In later life, he had some joint problems which meant he got to a point where he couldn’t jump on the counter anymore. I found this to be a bonus (while also not wishing that fate on him).

Antares was a great fan of being groomed. After the teeth removal, I started brushing both cats’ teeth. With Sentinel, it was a process that took months. (Set on counter, get a treat. Touch outside of mouth, get a treat. Touch gum line get a treat, etc.). With Antares, we were brushing within the first week. He also didn’t mind medication doling, claw trimming (somewhat), and loved to be combed.

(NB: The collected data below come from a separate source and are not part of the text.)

PR #812, opened 2025-10-27
http: add support for AWS S3 spans

mmat11:
This PR adds support for AWS s3 operations spans.

I noticed the integration test I added did flake a couple times but I can't reproduce locally -- not sure if it's related to the general flakes we've seen in the past few days
edit: looks like it's flaky, looking into it

### DIFF
--- a/bpf/generictracer/k_tracer.c
+++ b/bpf/generictracer/k_tracer.c
@@ -779,7 +779,7 @@ static __always_inline int return_recvmsg(void *ctx, struct sock *in_sock, u64 i
     pid_connection_info_t info = {};
 
     if (!args && !in_sock) {
-        goto done;
+        return 0;
     }
 
     void *sock_ptr = in_sock;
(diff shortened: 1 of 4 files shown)


bpf/generictracer/k_tracer.c
```diff
@@ -791,7 +791,9 @@ static __always_inline int return_recvmsg(void *ctx, struct sock *in_sock, u64 i
         }
     }
 
-    if (copied_len <= 0) {
+    // We want the full response (or most of it) to be able to parse HTTP headers/body.
+    // Drop 1 byte packets as they would end the request tracking prematurely.
+    if (copied_len <= 1) {
```
mmat11: Note for the reviewers: I had to do this because the AWS api would respond to a put object request with `100 continue`, sending ~22 packets containing 1 byte of data each :S

mariomac: I think it would be nice to get this mention to AWS API in the code comment so people know that 1-byte packets are actually happening! :)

One of my favorite stories about him happened at the vet. He was angry, as usual, that I had taken him from his realm, that he had to go in the car, and that he had to sit through an examination. The vet tech took him in his carrier for some bloodwork, and when she bought him back, he was still wrapped in a towel. She explained that she did the blood draw and wrapped him in a towel while she finished up. When she went to de-towel him, he protested, so she left him wrapped up. We both laughed, and I took him home in that towel, which I still have.

Names I called him: cute kitten, boneless kitten, old man kitty, kit-TEN

It’s very sad to say goodbye to such a cat.